OBJECTIFS ET DEROULEMENT DE LA JOURNEE
Lors de cette quatrième journée de travail, nous proposons de réfléchir aux questions relatives au genre et
à la sexualité dans les recherches en sciences humaines et sociales portant sur le cancer envisagé non pas
en tant qu’entité biologique mais en tant que construction sociale (Freidson, 1970). Les représentations
associées aux pathologies cancéreuses ont considérablement évolué depuis la fin du XIXe siècle (Pinell,
1992) et parmi elles, la perception de leur éventuel caractère genré. En effet, dans la première moitié du
XXe siècle, la relative accessibilité des cancers du sein et du col utérin (permettant aux médecins d’observer
différents stades de développement de ces tumeurs) ont contribué à créer une image du cancer comme
une maladie affectant principalement les femmes (Lowy, 2010). Bien qu’aujourd’hui cette image « genrée »
du cancer ne soit plus d’actualité, certaines localisations cancéreuses continuent d’être considérées comme
« masculines » ou « féminines » en fonction de leur localisation génitale et/ou de leur prévalence très
contrastée selon le sexe.
Dans le domaine de la recherche médicale, ces localisations apparaissent comme les plus pertinentes pour
aborder les effets du cancer sur la sexualité alors que d’autres cancers, moins fréquents et/ou non
directement liées au fonctionnement génital (tels que les cancers du poumon, les tumeurs du cerveau ou
les leucémies) font rarement l’objet d’enquêtes portant sur cette question (Giami, Moreau et Moulin,
2007). À partir d’une perspective de genre, les recherches en sciences humaines et sociales peuvent
proposer une autre approche, en dénaturalisant la différence des sexes et en mettant en lumière les
différentes conceptions de la sexualité portées par les soignants et par les profanes de la médecine ainsi
que la manière où elles rentrent en jeu dans la prévention, le dépistage ou la prise en charge des
pathologies cancéreuses et dans l’organisation que ces activités impliquent. Ce type d’approche permet
aussi de réfléchir aux effets du genre dans la relation d’enquête, à l’intersection avec d’autres
caractéristiques – tels que l’âge, la position sociale, l’appartenance ethnique – des chercheur(e)s et des
enquêté(e)s (Fournier, 2006).
Lors de cette journée d’étude nous proposons de réfléchir, d’une part, à la place que ces questions
occupent dans nos recherches – en tant que jeunes chercheur(e)s en sciences humaines et sociales - et aux
diverses manières de les aborder selon les problématiques et disciplines ; d’autre part, d’un point de vue
méthodologique, aux effets du genre sur la manière dont nous avons construit nos objets d’étude
respectifs et sur la relation que nous établissons avec nos enquêté(e)s et avec les autres chercheurs.
La journée sera organisée en deux temps:
- la matinée sera consacrée à une réflexion autour des notions de sexe, genre et sexualité à partir de quatre
présentations : d’abord, un point conceptuel sur ces notions, suivi de trois présentations de travaux
portant sur les représentations de la sexualité chez des soignant(e)s engagé(e)s dans la prise en charge du
cancer, d’une part et, d’autre part, sur des cancers conjugués au masculin (les tumeurs testiculaires) ou
féminin (cancers du sein et du col utérin).

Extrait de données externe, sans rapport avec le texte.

PR #537, opened 2026-07-03
Use specialized int-based instead of generic merge

parenthetical:
Fix stray mergeG-based implementations of IntMap merging; we have a more efficient mergeInt* family of functions. This should make DynamicWriter slightly more efficient.

### DIFF
--- a/src/Reflex/DynamicWriter/Base.hs
+++ b/src/Reflex/DynamicWriter/Base.hs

- l’après-midi sera consacrée à une réflexion collective autour de trois questions :
1) comment le genre et à la sexualité sont (ou pourraient être) traitées dans nos travaux respectifs ; 2)
comment analyser les effets du genre (dans son intersection avec notre âge, position sociale, appartenance
ethnique, origine nationale…) dans la construction de notre objet d’étude et de notre problématique ainsi
que dans la relation d’enquête et 3) quelles sont les difficultés, les doutes, les interrogations de
chacun concernant ces questions.
La réussite de cette table ronde repose donc sur la participation active de chacun des participants,
impliquant une préparation préalable.
Références bibliographiques citées
Fournier P. (2006) Le sexe et l'âge de l'ethnographe: éclairants pour l'enquêté, contraignants pour l'enquêteur, Ethnographiques.org, n°11.
Freidson E. (1970) Profession of Medecine, New York, Harper and Row. Trad. (1984): La profession médicale, Paris, Payot: 369 pp.
Giami A., Moreau E., Moulin P. (2007) Les théories de la sexualité dans le champ du cancer: les savoirs infirmiers. Revue Francophone de Psycho-
Oncologie, 1 : pp. 1-5.
Löwy I. (2009) Preventive strikes: women, precancer, and prophylactic surgery, Baltimore, Johns Hopkins University Press: 328 pp.
Pinell P. (1992) Naissance d’un fléau. Histoire de la lutte contre le cancer en France (1890-1940), Paris, Metaillé, Coll. Leçons de choses : 366 pp.